Show HN: Chromely – Lightweight Alternative to Electron for .NET and .NET Core - mattkol
https://github.com/mattkol/Chromely
======
mattkol
Hi All on HN!

My name is Kola I am a .NET Architect currently working on WPF projects.

I was working on a SugarCrm WPF project -
[https://github.com/mattkol/SugarDesk](https://github.com/mattkol/SugarDesk)
\- and wanted to include a reporting module to my project. I was presented
with many options and concluded that an HTML5 report will be more appropriate.
That led me to Cef. However all Cef WPF implementations use bitmap rendering
([https://stackoverflow.com/questions/43362301/automation-
why-...](https://stackoverflow.com/questions/43362301/automation-why-wpf-
based-cefsharp-uses-bitmap-for-rendering-while-winforms-does)). I started
looking into raw html rendering. Long story short - Chromely was born. I found
it a lot more challenging and rewarding, as a result, I abandoned SugarDesk to
focus more on Chromely as I concluded in my mind there is almost no fully
developed framework using Cef and thin native UI host without WinForms or WPF.

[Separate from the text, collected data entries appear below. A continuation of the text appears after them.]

Issue #4845, opened 2022-05-23
Possible unexpected and/or unintended behaviour of different keyboard backends for continuous keypresses with getKeys(waitRelease=False, clear=False) (ioHub, PsychToolBox, Pyglet) (e.g. missing key.duration in ioHub)


lboel:
Hi,
I am currently working on a consistent method (online/offline) to move objects as long as a key is pressed. 
Using a straight forward approach by checking for an existing duration on a key in a "Store-All" keyboard component in the builder to check for keyPresses and keyReleases. The logic would be:
As long as the last pressed key has no duration, it's likely not released yet. 
To get a fast impression here is a screenshot of the code component:
![image](https://user-images.githubusercontent.com/8046474/169765933-e4d19005-f429-424d-b709-e8227bff1833.png)

See the whole demo file here: [testKeyPressReleaseIohub.zip](https://github.com/psychopy/psychopy/files/8752451/testKeyPressReleaseIohub.zip)

This approach works fine and as expected (as documented) in PsychoJS:

https://user-images.githubusercontent.com/8046474/169765518-7e35fee4-f2b1-4701-99ab-a603a49c8506.mp4

tDown is returned on KeyPress, key duration is added then the Key is released. As expected

The documentation of Keyboard.getKeys (https://psychopy.org/_modules/psychopy/hardware/keyboard.html#Keyboard.getKeys) states: 

`     waitRelease: bool (default True):
            If True then we won't report any "incomplete" keypress but all
            presses will then be given a `duration`. If False then all
            keys will be presses will be returned, but only those with a
            corresponding release will contain a `duration` value (others will
            have `duration=None`
`
But the current iohub.keyboard usage in hardware.keyboard results (at least on a Windows machine) in no durations at all for iohub backend in the same project. That id likely caused by an unexpected behaviour of the underlying iohub function "getPresses" here https://github.com/psychopy/psychopy/blob/9398a71beefa2cef30baaca7c1b5df34708ebfef/psychopy/hardware/keyboard.py#L309

The same code results here in no durations at all: 
https://user-images.githubusercontent.com/8046474/169767671-63f2f21e-94e3-4f8a-b3b8-aceb19ba46fb.mp4

For Iohub I will open a PR for a proposed fix.  

In addition Psychtoolbox and Pyglet Keyboard backend produce two different unexpected outcomes in this simple demo:
PsychToolBox: 
Is likely returning some Dict and not a series of pressed buttons and there is something wrong with tDown

[...]

PR #4846, opened 2022-05-23
BF: fix waitRelease=False behaviour for iohubKeyboard in hardware.keyboard

lboel:
The documentation of Keyboard.getKeys (https://psychopy.org/_modules/psychopy/hardware/keyboard.html#Keyboard.getKeys) states: 

`     waitRelease: bool (default True)

            If True then we won't report any "incomplete" keypress but all
            presses will then be given a `duration`. If False then all
            keys will be presses will be returned, but only those with a
            corresponding release will contain a `duration` value (others will
            have `duration=None`
`
But the current iohub.keyboard usage in hardware.keyboard results (at least on a Windows machine) in no durations at all for iohub backend in the same project. That likely caused by an unexpected behaviour of the underlying iohub function "getPresses" here https://github.com/psychopy/psychopy/blob/9398a71beefa2cef30baaca7c1b5df34708ebfef/psychopy/hardware/keyboard.py#L309

See #4845 for more information on this.
Update:
I tested the PR on Windows-10-10.0.19044-SP0 with PsychoPy 2022.1.3 (pyglet (1.4.11) & psychtoolbox (3.0.18.2))


isolver:
Thanks for pointing this out. I implemented a fix for the keyboard.Keyboard iohub backend that does not require making 2 RPC calls to get the keys so it should be more efficient. My version of the fix is [here](https://github.com/isolver/psychopy/commit/905ca378c01ee2c0db8b076254e0e29c6efff7e6). @lboel, let me know what you think.

lboel:
You`re right. Multiple calls of getRelease/Pressed should be avoided. I just wasnt about the getKeys-Behaviour. I ve just notived that KeyPress()-Class-Code-Property could actually be filled with the corresponding Char-Code (iohub can provide the charcode and I dont see why this should be kept as "None" if the hardware.keyboard.KeyPress-Class supports it.

isolver (approved):

isolver:
Looks great, thanks again.

peircej:
We've now discovered that this PR has caused a rather worse unexpected behaviour - it means that Builder experiments are now treating both key-ups and key-downs as responses. So a response occurs twice!

If the issue was a lack of a duration value being returned, I think we can live with that better than reporting key presses as 2 events so we're looking at reverting the switch from `getKeys()` back to `getPresses()` somewhat urgently!

lboel:
Hey @peircej 
Oh, no! Thats really odd. Just had a look into it with the new release.  
My original approach was to use both (release,press) functions separately and really only changing the waitRelease Behaviour, but as isolver pointed out, this was to ressource heavy, in terms of multiple function calls.
This may be an option: https://github.com/psychopy/psychopy/pull/4846/commits/10fd1cfb9ba8b7a416b5759d9576a86169573c52
Looking further in the reverse function approach it turned out, that:

```python
for idk, k in enumerate(all_key_events):
                    if hasattr(k, 'pressEventID'):
                        released_press_events.append(k)
                        key_events.append(k)
                    else:
                        if not any(k.key == x.key for x in key_events):
                            key_events.append(k)
```
on https://github.com/psychopy/psychopy/blob/5d79806a5be72871262dabccf2eb83a7415e2522/psychopy/hardware/keyboard.py#L318 could do the trick and removing the 2 events one press behaviour. 

After that i noticed that the Keyboard._iohubKeyboard.getKeys(clear=True) only works if explicitly called with waitRelease=False - key_resp.getKeys(clear=True,waitRelease=False). 

If I call something like key_resp.getKeys(clear=True,waitRelease=False) at the beginning of the trial my demo works as expected:

bexp

If I just call key_resp.getKeys(clear=True) (that should clear all buttons as well, the pressed events remain, although Keyboard._iohubKeyboard.getKeys(clear=True) should have removed them:

bexp2

But still haven`t figured out why...

Sorry for the inconvenience. Still want to use python/psychojs for a wheel turning task so duration returning (null if still pressed and with time if released) would be greatly needed for continuous key responses. We may find a robust solution to get the desired and documented behaviour somehow. 
Here the used demo file:
[keyreleaseTests.zip](https://github.com/psychopy/psychopy/files/9018405/keyreleaseTests.zip)

isolver:
Hi @lboel,
I think we fixed the issue @peircej raised above with this PR https://github.com/psychopy/psychopy/pull/4990, which has now been merged with `release`. The issue was that the iohub backend logic was including release only events since the last call to `keyboard.clearEvents()` in the keys returned by `keyboard.getKeys(...)`, instead of only press or press+released event combo's since the last call to `keyboard.clearEvents()`.
This fix is compatible with the fix for the original issue you raised, but let me know if you are still seeing issues. 
Thanks again

lboel:
Great! Thank you! @isolver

 __ __Summary: Chromely is a lightweight .NET /.NET Core HTML5 Chromium
desktop framework alternative to Electron.NET, Electron for .NET/.NET Core
developers.

Chromely builds HTML5 desktops without WinForms or WPF. Chromely is based on
CEF's Xilium.CefGlue and CefSharp using thin Windows and Linux native GUI API
as chromium hosts.

With Chromely, you can build SPA's HTML5 desktop apps- using Angular, React,
Vue or similar - with or without Node/NPM.

For more info please go to -
[https://github.com/mattkol/Chromely](https://github.com/mattkol/Chromely)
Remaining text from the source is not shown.